А девочка тем временем возьми да и влюбись. И не в какого-то там однокашника, а во вполне взрослого мужчину, вернее, в его руки.
В пятнадцать лет я неожиданно угодила в больницу. То ли переходный возраст повлиял, то ли долгое сидение за книгами и нежелание без необходимости выползать на свежий воздух, но сердце дало сбой – «зашумело».
Софья Матвеевна немедля кинулась к телефону. И следующим утром мы с мамой уже сидели в кабинете совершенно недосягаемого для простых смертных «светила», а еще через день я заняла лучшую койку – у окна – в двухместной палате кардиологического центра.
Сие обстоятельство меня ничуть не расстроило, так как в тумбочке, помимо сладостей, яблок и домашнего компота лежали три книги, которые я и собиралась прочитать, радуясь свалившейся на меня передышке. Ни тебе уроков, ни магазинов, ни грязной посуды!
С наслаждением вытянувшись на кровати, я отправила в рот долгоиграющий леденец и открыла шестой том полного собрания сочинений Пушкина под редакцией Цявловского 1938 года издания. Мне предстояло прочесть полный свод сохранившихся до нашего времени писем поэта. Ни много, ни мало – восемьсот! И никто не будет приставать с просьбами вынести мусор или сбегать в гастроном за сосисками. Никто не будет мешать. Но… Как бы не так!
– Здравствуйте, доктор! – сладенько пропела моя молчаливая доселе соседка.
Стараясь скрыть неудовольствие, я опустила книгу и с удивлением уставилась на вошедшего.
То, что врачами бывают мужчины, я в принципе знала. Не далее как позавчера меня осматривал представитель именно данной особи. Выстукивал, выслушивал, шевеля мясистыми ушами где-то на уровне моей груди и открыв взору совершенно гладкий череп. Но этот!..
Не сказать, чтобы хорош собой и молод. Возраст бродил возле тридцати, что по меркам пятнадцатилетней девочки вполне могло сойти если не за старость, то за солидность. Волосы коротко стрижены, темные глаза посажены чуть ближе, чем полагалось канонами красоты, лицо вытянуто, с твердым решительным подбородком, нос с едва заметной горбинкой. Косой сажени в плечах не наблюдалось. К тому же доктор немного сутулился. Словом, все в нем как-то недотягивало до идеала. Но вот руки!
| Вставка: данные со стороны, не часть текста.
PR #476, opened 2024-06-28
Allow user to belong to multiple participants (backend)

alex-yau-ttd:
## What changed
- Migration to add new table to store the mapping between user and participants, moving away from the participantId column in the User table.
- Entity model changes. Drop participantId from User entity in favour of a participants array. Change relation mapping from one-to-many to many-to-many
- API changes to support the change. Typically fetching the first participant associated with the user
- API test changes. The entity changes make it quite difficult to mock, so instead move towards service tests using the in-memory test database.
- Some minor storybook changes
- Add some TODOs for future work

## Manual testing
- Migrate to the latest schema, which will populate the new table
- (Optional) Null your participantId column for your user in `dbo.users`, and see the portal still working as expected

## Future work
- Removing participantId from the DB schema 
- Support ability to select an individual participant, rather than just returning the first one


src/api/services/usersService.ts
```diff
@@ -76,25 +78,15 @@ export const enrichWithUserFromParams = async (
   next: NextFunction
 ) => {
   const { userId } = userIdParser.parse(req.params);
-  const traceId = getTraceId(req);
   const user = await User.query().findById(userId);
   if (!user) {
     return res.status(404).send([{ message: 'The user cannot be found.' }]);
   }
-  if (
```
alex-yau-ttd, line 84: The above changes mean that the user must already be related to the participant by now

src/api/entities/BusinessContact.ts
```diff
@@ -12,12 +12,16 @@ export class BusinessContact extends BaseModel {
...
     return 'businessContacts';
   }
-  static relationMappings = {
+  static readonly relationMappings = {
     participant: {
       relation: Model.BelongsToOneRelation,
       modelClass: 'Participant',
       join: {
-        from: 'users.participantId',
+        from: 'users.id',
```
lionell-pack-ttd, line 20: I don't think users.id was ever right here. A business contact belongs to a participant, not a user.

src/api/entities/User.ts
```diff
@@ -46,7 +50,6 @@ export class User extends BaseModel {
   declare lastName: string;
   declare phone?: string;
   declare role: UserRole;
-  declare participantId?: number | null;
```
lionell-pack-ttd, line 49: Optional: You could add a Participant[] here, similar to how Participant has a User[]. I'm still not 100% confident with Objection though so not sure if it will work without other changes though.

src/api/entities/BusinessContact.ts
alex-yau-ttd: Fixed this to just join the Participants table directly

src/api/services/usersService.ts
lionell-pack-ttd: Sent you a DM.

src/api/tests/usersRoute.spec.ts
```diff
@@ -30,15 +30,5 @@ describe('Users API tests', () => {
       expect(res.statusCode).toBe(200);
       expect(sendInviteEmail).toHaveBeenCalled();
     });
-
-    test('Should deny access to an authenticated user without permission', async () => {
```
lionell-pack-ttd, line 34: I think this is related to my other comment - why do you think this test scenario isn't valid now?

src/api/services/usersService.ts
```diff
@@ -20,10 +20,15 @@ export const enrichUserWithIsApprover = async (user: User) => {
   };
 };
 
-export const createUserInPortal = async (user: Omit<UserDTO, 'id' | 'acceptedTerms'>) => {
+export const createUserInPortal = async (
```
lionell-pack-ttd, line 23: I think it's worth throwing a TODO: in here for the follow-up ticket - this is used for the /invite handler, but right now if an existing user is invited it'll find it and return it without adding the new participant.

src/api/entities/User.ts
alex-yau-ttd: I ended up adding in `Participant[]`!

src/api/tests/queryMocks.ts
```diff
@@ -48,13 +48,26 @@ export const mockUser = (user: PartialUserOrNull | PartialUserOrNull[] = {}) =>
               id: 1,
               email: 'test_user@example.com',
               name: 'Test User',
-              participantId: 1,
+              participants: u.participants ?? [
```
alex-yau-ttd, line 51: These mocks are still used by approversMiddleware and businessContactService tests. This change will allow those tests to still work, since it relies on logic in `hasBusinessContactAccess` instead.

src/api/tests/participantsService.spec.ts
alex-yau-ttd, line 1: This virtually a new file which tests the service rather than the API endpoint.

src/api/tests/usersRoute.spec.ts
alex-yau-ttd, line 1: This is replaced by usersService.spec.ts which tests at the service level, rather than the API endpoint level.

src/api/tests/usersService.spec.ts
```diff
@@ -0,0 +1,86 @@
...
+  return {
+    auth: {
+      payload: {
+        email,
+      },
+    },
+    params: {
+      userId,
+    },
+  } as unknown as UserRequest;
```
alex-yau-ttd, line 22: I don't love this but I couldn't figure out a better way to do this. Open to ideas

src/api/tests/participantsService.spec.ts
```diff
@@ -1,90 +1,112 @@
...
+  return {
+    auth: {
+      payload: {
+        email,
+      },
+    },
+    params: {
+      participantId,
+    },
+  } as unknown as ParticipantRequest;
```
alex-yau-ttd, line 25: I don't love this but I couldn't figure out a better way to do this. Open to ideas

lionell-pack-ttd: I think it's OK in this case, especially because it's a test.

src/api/tests/usersService.spec.ts
lionell-pack-ttd: Again, this makes sense. This is actually good - what we're doing isn't "correct" (in that this *isn't* a UserRequest), but it's close enough for this test. So we tell TypeScript "shhhhh.... this is wrong but it's OK for the purpose of this test".

src/api/controllers/userController.ts
```diff
@@ -59,13 +59,10 @@ export class UserController {
...
   public async acceptTerms(@request() req: UserRequest, @response() res: Response): Promise<void> {
-    if (!req.user?.participantId) {
-      res.status(403).json({
-        message: 'Unauthorized. You do not have the necessary permissions.',
-        errorHash: req.headers.traceId,
-      });
-    }
-    const participant = await Participant.query().findById(req.user!.participantId!);
+    // TODO: This just gets the user's first participant, but it will need to get the currently selected participant as part of UID2-2822
+    const currentParticipantId = req.user?.participants?.[0].id ?? 0;
```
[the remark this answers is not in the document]
alex-yau-ttd: done!

lionell-pack-ttd (approved):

Руки были просто потрясающими! Закатанные рукава халата позволяли видеть четко очерченные линии мышц предплечья, смуглые, покрытые ровным золотистым завихрением волосков. Кисти и пальцы поражали длиной, тонкостью и до мелочей прорисованными суставами. Казалось, каждый их нерв жил сам по себе, чутко откликаясь на малейшее движение.
Не в силах оторвать взгляда от восхитительных рук, я даже не заметила, как доктор придвинул стул к кровати, опустился на него и зашелестел страницами моей карты:
– Ну, Лизонька, давайте знакомиться. Я – Алексей Георгиевич Витковский. Ваш лечащий врач.